Fuller-Tyszkiewicz Matthew, Jones Allan, Vasa Rajesh, Macdonald Jacqui A, Deane Camille, Samuel Delyth, Evans-Whipp Tracy, Olsson Craig A
School of Psychology, Faculty of Health, Deakin University, Geelong, Australia.
SEED Centre for Lifespan Research, Deakin University, 221 Burwood Highway, Burwood, Melbourne, VIC, Australia.
Clin Child Fam Psychol Rev. 2025 Apr 18. doi: 10.1007/s10567-025-00519-5.
Systematic and meta-analytic reviews provide gold-standard evidence but are static and outdate quickly. Here we provide performance data on a new software platform, LitQuest, that uses artificial intelligence technologies to (1) accelerate screening of titles and abstracts from library literature searches, and (2) provide a software solution for enabling living systematic reviews by maintaining a saved AI algorithm for updated searches. Performance testing was based on LitQuest data from seven systematic reviews. LitQuest efficiency was estimated as the proportion (%) of the total yield of an initial literature search (titles/abstracts) that needed human screening prior to reaching the in-built stop threshold. LitQuest algorithm performance was measured as work saved over sampling (WSS) for a certain recall. LitQuest accuracy was estimated as the proportion of incorrectly classified papers in the rejected pool, as determined by two independent human raters. On average, around 36% of the total yield of a literature search needed to be human screened prior to reaching the stop-point. However, this ranged from 22 to 53% depending on the complexity of language structure across papers included in specific reviews. Accuracy was 99% at an interrater reliability of 95%, and 0% of titles/abstracts were incorrectly assigned. Findings suggest that LitQuest can be a cost-effective and time-efficient solution to supporting living systematic reviews, particularly for rapidly developing areas of science. Further development of LitQuest is planned, including facilitated full-text data extraction and community-of-practice access to living systematic review findings.

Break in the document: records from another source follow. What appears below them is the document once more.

PR #415, opened 2026-07-13
tls: add OpenSSL EncryptedStream adapter conformance

Jaruso:
## Summary
- expose the shared EncryptedStream vtable from production OpenSSL TlsConnection
- preserve the appliance no-OpenSSL profile with a matching inert stub surface
- add in-process OpenSSL socketpair coverage for would-block, pending readiness, partial reads, writes, close, EOF, fatal wire failure, and cleanup

Closes #411

## Validation
- zig build test-tls -Dtls-profile=appliance --summary all --error-style verbose
- zig build test -Dtls-profile=appliance --summary all --error-style verbose

### DIFF
--- a/src/http/tls_termination.zig
+++ b/src/http/tls_termination.zig
@@ -334,11 +334,12 @@ pub const TlsConnection = struct {
     stream_lifecycle: OpenSslStreamLifecycle = .open,
     retry_direction: OpenSslRetryDirection = .none,
     pending_write: ?OpenSslPendingWrite = null,
+    close_requested: bool = false,
     peer_closed: bool = false,
     stream_failure: ?encrypted_stream.Error = null,
 
     pub fn deinit(self: *TlsConnection) void {
-        if (self.stream_failure == null and self.stream_lifecycle != .closed) {
+        if (opensslShouldShutdownOnDeinit(self)) {
             c.ERR_clear_error();
             _ = c.SSL_shutdown(self.ssl);
         }
@@ -448,9 +449,14 @@ fn opensslClearRetry(self: *TlsConnection) void {
     self.pending_write = null;
 }
 
+fn opensslShouldShutdownOnDeinit(self: *const TlsConnection) bool {
+    return self.stream_failure == null and self.stream_lifecycle != .closed and self.pending_write == null;
+}
+
 fn opensslStreamFail(self: *TlsConnection, err: encrypted_stream.Error) encrypted_stream.Error {
     self.stream_lifecycle = .failed;
     opensslClearRetry(self);
+    self.close_requested = false;
     self.stream_failure = err;
     return err;
 }
@@ -481,6 +487,7 @@ fn opensslStreamRead(ptr: *anyopaque, out: []u8) encrypted_stream.Error!usize {
     if (self.stream_failure) |err| return err;
     if (self.stream_lifecycle != .open) return error.StreamClosed;
     if (self.pending_write != null) return error.RetryOperationPending;
+    if (self.close_requested) return error.StreamClosed;
     c.ERR_clear_error();
     const rc = c.SSL_read(self.ssl, out.ptr, @intCast(out.len));
     if (rc > 0) {
@@ -510,6 +517,7 @@ fn opensslStreamWrite(ptr: *anyopaque, bytes: []const u8) encrypted_stream.Error
     if (self.pending_write) |pending| {
         if (!pending.matches(bytes)) return error.RetryOperationPending;
     } else {
+        if (self.close_requested) return error.StreamClosed;
         if (bytes.len == 0) return 0;
     }
     c.ERR_clear_error();
@@ -537,6 +545,7 @@ fn opensslStreamWrite(ptr: *anyopaque, bytes: []const u8) encrypted_stream.Error
 fn opensslAdvanceShutdown(self: *TlsConnection) encrypted_stream.Error!bool {
     if (self.stream_failure) |err| return err;
     if (self.stream_lifecycle == .closed) return false;
+    self.close_requested = true;
     if (self.pending_write != null) return error.RetryOperationPending;
 
     self.stream_lifecycle = .closing;
@@ -545,6 +554,7 @@ fn opensslAdvanceShutdown(self: *TlsConnection) encrypted_stream.Error!bool {
     opensslRefreshPeerClosed(self);
     if (rc == 1) {
         self.stream_lifecycle = .closed;
+        self.close_requested = false;
         opensslClearRetry(self);
         return true;
     }
@@ -571,6 +581,7 @@ fn opensslAdvanceShutdown(self: *TlsConnection) encrypted_stream.Error!bool {
 fn opensslStreamClose(ptr: *anyopaque) void {
     const self: *TlsConnection = @ptrCast(@alignCast(ptr));
     if (self.stream_lifecycle == .closed or self.stream_lifecycle == .failed) return;
+    self.close_requested = true;
     _ = opensslAdvanceShutdown(self) catch {};
 }
 
@@ -595,6 +606,12 @@ fn opensslStreamReadiness(ptr: *anyopaque) encrypted_stream.Readiness {
             .peer_closed = self.peer_closed,
         };
     }
+    if (self.close_requested) {
+        return .{
+            .wants_write = true,
+            .peer_closed = self.peer_closed,
+        };
+    }
     return .{
         .wants_read = self.retry_direction == .read or (self.retry_direction == .none and pending == 0 and !self.peer_closed),
         .wants_write = self.retry_direction == .write,
@@ -607,7 +624,7 @@ fn opensslStreamReadiness(ptr: *anyopaque) encrypted_stream.Readiness {
 fn opensslStreamDrive(ptr: *anyopaque) encrypted_stream.Error!encrypted_stream.DriveResult {
     const self: *TlsConnection = @ptrCast(@alignCast(ptr));
     if (self.stream_failure) |err| return err;
-    const made_progress = if (self.stream_lifecycle == .closing)
+    const made_progress = if (self.stream_lifecycle == .closing or (self.close_requested and self.pending_write == null))
         try opensslAdvanceShutdown(self)
     else
         false;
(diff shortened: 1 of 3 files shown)


src/http/tls_termination.zig
```diff
@@ -402,6 +408,69 @@ pub const TlsConnection = struct {
...
+    return .openssl;
+}
+
+fn opensslStreamRead(ptr: *anyopaque, out: []u8) encrypted_stream.Error!usize {
+    const self: *TlsConnection = @ptrCast(@alignCast(ptr));
+    if (self.closed) return error.StreamClosed;
+    const rc = c.SSL_read(self.ssl, out.ptr, @intCast(out.len));
+    if (rc > 0) return @intCast(rc);
+    return switch (c.SSL_get_error(self.ssl, rc)) {
+        c.SSL_ERROR_WANT_READ, c.SSL_ERROR_WANT_WRITE => error.WouldBlock,
```
Jaruso: Both retry cases become `WouldBlock`, but `readiness()` later hard-codes `wants_read = true` and `wants_write = false`. OpenSSL allows `SSL_read` to return `WANT_WRITE` and `SSL_write` to return `WANT_READ`; polling the wrong edge can stall the connection indefinitely. Please retain the last required I/O direction in `TlsConnection`, clear it after progress, and reflect it in `readiness()`/`drive()`. This should have a test that forces socket backpressure rather than only the idle `WANT_READ` case.

src/http/tls_termination.zig
```diff
@@ -402,6 +408,69 @@ pub const TlsConnection = struct {
...
+        c.SSL_ERROR_ZERO_RETURN => error.EndOfStream,
+        else => error.SocketReadFailed,
```
Jaruso: This fatal error is returned but not latched. After `SSL_ERROR_SSL` or `SSL_ERROR_SYSCALL`, OpenSSL says no further I/O should occur and `SSL_shutdown()` must not be called; here the connection still reports writable, subsequent calls keep using the `SSL`, and `deinit()` calls shutdown. Please add a failed state that preserves the mapped error for later `read`/`write`/`drive` calls and skips shutdown during cleanup. Also clear the thread error queue immediately before each SSL I/O call so `SSL_get_error()` is reliable. The current “latches fatal wire failures” test checks only the first read, so it would not catch this.

src/http/tls_termination.zig
```diff
@@ -402,6 +408,69 @@ pub const TlsConnection = struct {
...
+        c.SSL_ERROR_WANT_READ, c.SSL_ERROR_WANT_WRITE => error.WouldBlock,
+        c.SSL_ERROR_ZERO_RETURN => error.EndOfStream,
+        else => error.SocketWriteFailed,
+    };
+}
+
+fn opensslStreamClose(ptr: *anyopaque) void {
+    const self: *TlsConnection = @ptrCast(@alignCast(ptr));
+    if (self.closed) return;
+    _ = c.SSL_shutdown(self.ssl);
```
Jaruso: A single `SSL_shutdown()` call is not necessarily a completed shutdown on a nonblocking socket: `0` means shutdown was initiated but is incomplete, and a negative result can require read or write readiness. Marking the stream closed immediately can drop the `close_notify`; returning `peer_closed = true` also conflates a local close request with receipt of the peer's authenticated close. Please model a closing state and have `drive()` continue shutdown according to the returned WANT direction (or explicitly document/test a fast-shutdown policy). Only set `peer_closed` after `SSL_ERROR_ZERO_RETURN`/`SSL_RECEIVED_SHUTDOWN`, and verify the client actually observes the close notification.

src/http/tls_termination.zig
```diff
@@ -869,3 +1045,62 @@ test "tls terminator copies sni specs for maintenance reload" {
...
+    try clientWriteAll(pair.client_ssl, "client-payload");
+    const partial = try stream.read(scratch[0..6]);
+    try std.testing.expectEqualStrings("client", scratch[0..partial]);
+    try std.testing.expect(stream.readiness().can_read_plaintext);
+
+    const rest = try stream.read(scratch[0..16]);
+    try std.testing.expectEqualStrings("-payload", scratch[0..rest]);
+    try std.testing.expect(!stream.readiness().can_read_plaintext);
+
+    const written = try stream.write("server-reply");
```
Jaruso, line 1333: This verifies only an uncontended full write, not partial/write-blocked behavior claimed by the PR and required by #411. Please force backpressure (for example, shrink `SO_SNDBUF`, stop reading on the client, and write enough data to reach `WANT_WRITE`), then drain the peer and verify readiness transitions, retry behavior, and no duplicated bytes. If the abstraction expects successful partial writes, the SSL needs `SSL_MODE_ENABLE_PARTIAL_WRITE`; otherwise the same-buffer retry requirement should be made explicit and tested.

Jaruso (commented):
Good direction, and the CI run for this head commit is green. I found three adapter-level correctness issues that can cause an event-loop stall or leave shutdown/failure state inconsistent.

One broader coverage concern: #411 calls for a shared conformance suite against both the pure-Zig and OpenSSL backends, but these are bespoke OpenSSL tests. That lets the two implementations drift on lifecycle/readiness semantics—the close behavior below is already an example. Please factor the common assertions into a backend-neutral helper and add observable graceful-shutdown, fatal-state, cleanup, and forced write-backpressure coverage.

src/http/tls_termination.zig
```diff
@@ -402,6 +416,176 @@ pub const TlsConnection = struct {
...
+    c.ERR_clear_error();
+    const rc = c.SSL_write(self.ssl, bytes.ptr, @intCast(bytes.len));
+    if (rc > 0) {
+        self.retry_direction = .none;
+        opensslRefreshPeerClosed(self);
+        return @intCast(rc);
+    }
+    const ssl_error = c.SSL_get_error(self.ssl, rc);
+    return switch (ssl_error) {
+        c.SSL_ERROR_WANT_READ, c.SSL_ERROR_WANT_WRITE => blocked: {
```
Jaruso, line 532: `SSL_MODE_ACCEPT_MOVING_WRITE_BUFFER` only permits the pointer to move; after `SSL_write` returns WANT_READ/WANT_WRITE, OpenSSL still requires the retry to use the same data and length. This adapter returns a generic `WouldBlock` while storing only `retry_direction`, so a caller can issue a different write—or call `read()`, which can overwrite the retry direction—before the required write retry. That is allowed by the current `EncryptedStream` contract but violates OpenSSL's retry contract. Please either retain/stage the pending write internally, or track the pending operation plus length and explicitly document/enforce the same-data retry rule. While an operation is pending, readiness should also avoid advertising another plaintext operation that can replace its retry state. Add a test that attempts an interleaved read or changed write slice after the forced `WANT_WRITE`.

Jaruso (commented):
The pushed commit addresses the original readiness-direction, fatal-state, graceful-shutdown, shared-conformance, and forced-backpressure concerns. One OpenSSL retry-contract issue remains before this is fully backend-neutral: a blocked `SSL_write` must be retried with the same data and length, but the adapter currently remembers only the socket direction, not the pending operation or arguments.

src/http/tls_termination.zig
```diff
@@ -402,6 +417,212 @@ pub const TlsConnection = struct {
...
+        else => opensslStreamFail(self, error.SocketWriteFailed),
+    };
+}
+
+fn opensslStreamClose(ptr: *anyopaque) void {
+    const self: *TlsConnection = @ptrCast(@alignCast(ptr));
+    if (self.stream_lifecycle == .closed or self.stream_lifecycle == .failed) return;
+    _ = opensslAdvanceShutdown(self) catch {};
+}
+
```
Jaruso, line 587: If `pending_write` is set, `opensslAdvanceShutdown()` returns `RetryOperationPending`, but `close()` swallows that error without recording that closure was requested. After the caller completes the exact write retry, `pending_write` is cleared while the lifecycle is still `.open`; `drive()` then does nothing, so the single `close()` call has been lost and the stream becomes writable again. Please latch a `close_requested`/closing intent before returning, then begin shutdown automatically after the pending retry succeeds (or define an explicit abort policy). Add a test that forces `WANT_WRITE`, calls `close()` once, completes the retry, and reaches `close_notify`/closed through `drive()` without calling `close()` a second time.

Jaruso (commented):
The pending-write retry enforcement addresses the previous review, and the latest CI run is green. One lifecycle edge remains: a close requested while an OpenSSL write retry is pending is silently lost, while `deinit()` still attempts `SSL_shutdown()` in that same state.

src/http/tls_termination.zig
```diff
@@ -328,9 +331,17 @@ pub const TlsTerminator = struct {
...
+    retry_direction: OpenSslRetryDirection = .none,
+    pending_write: ?OpenSslPendingWrite = null,
+    peer_closed: bool = false,
+    stream_failure: ?encrypted_stream.Error = null,
 
     pub fn deinit(self: *TlsConnection) void {
-        _ = c.SSL_shutdown(self.ssl);
+        if (self.stream_failure == null and self.stream_lifecycle != .closed) {
+            c.ERR_clear_error();
+            _ = c.SSL_shutdown(self.ssl);
```
Jaruso, line 344: This cleanup path still calls `SSL_shutdown()` when `pending_write != null`. At that point OpenSSL requires the blocked `SSL_write` operation to be retried with the same arguments; starting shutdown instead abandons that operation and can lose the application bytes. Please either skip graceful shutdown and directly free/abort when a write retry is outstanding, or arrange for the pending write to complete before shutdown. A cleanup test after forced write backpressure would make this behavior explicit.

Jaruso (commented):
Re-reviewed the latest commit. The pending-write retry contract, close intent, shutdown progression, and cleanup behavior now compose correctly: `close()` is latched while the exact OpenSSL write retry remains outstanding; normal plaintext I/O stays disabled; after the retry completes, `drive()` begins and finishes the bidirectional shutdown; and `deinit()` avoids calling `SSL_shutdown()` while OpenSSL still requires the pending write retry. The new tests exercise both the close-after-backpressure path and the cleanup guard. CI is green. I did not find any additional blocking issues in this pass.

系统评价和荟萃分析提供了金标准证据,但这些证据是静态的,且很快就会过时。在此,我们提供了一个新软件平台LitQuest的性能数据,该平台使用人工智能技术来:(1)加速对图书馆文献检索中标题和摘要的筛选;(2)通过维护用于更新检索的保存人工智能算法,提供一种支持实时系统评价的软件解决方案。性能测试基于LitQuest来自七项系统评价的数据。LitQuest效率以在达到内置停止阈值之前需要人工筛选的初始文献检索总产量(标题/摘要)的比例(%)来估计。LitQuest算法性能通过在一定召回率下的抽样节省工作量(WSS)来衡量。LitQuest准确性以被拒绝库中被错误分类论文的比例来估计,由两名独立的人工评分者确定。平均而言,在达到停止点之前,文献检索总产量中约36%需要人工筛选。然而,这一比例在22%至53%之间,具体取决于特定评价中所纳入论文语言结构的复杂程度。在评分者间信度为95%时,准确性为99%,且标题/摘要被错误分配的比例为0%。研究结果表明,LitQuest可以成为支持实时系统评价的一种具有成本效益和时间效率的解决方案,特别是对于快速发展的科学领域。LitQuest的进一步开发计划正在进行,包括促进全文数据提取以及让实践社区能够获取实时系统评价结果。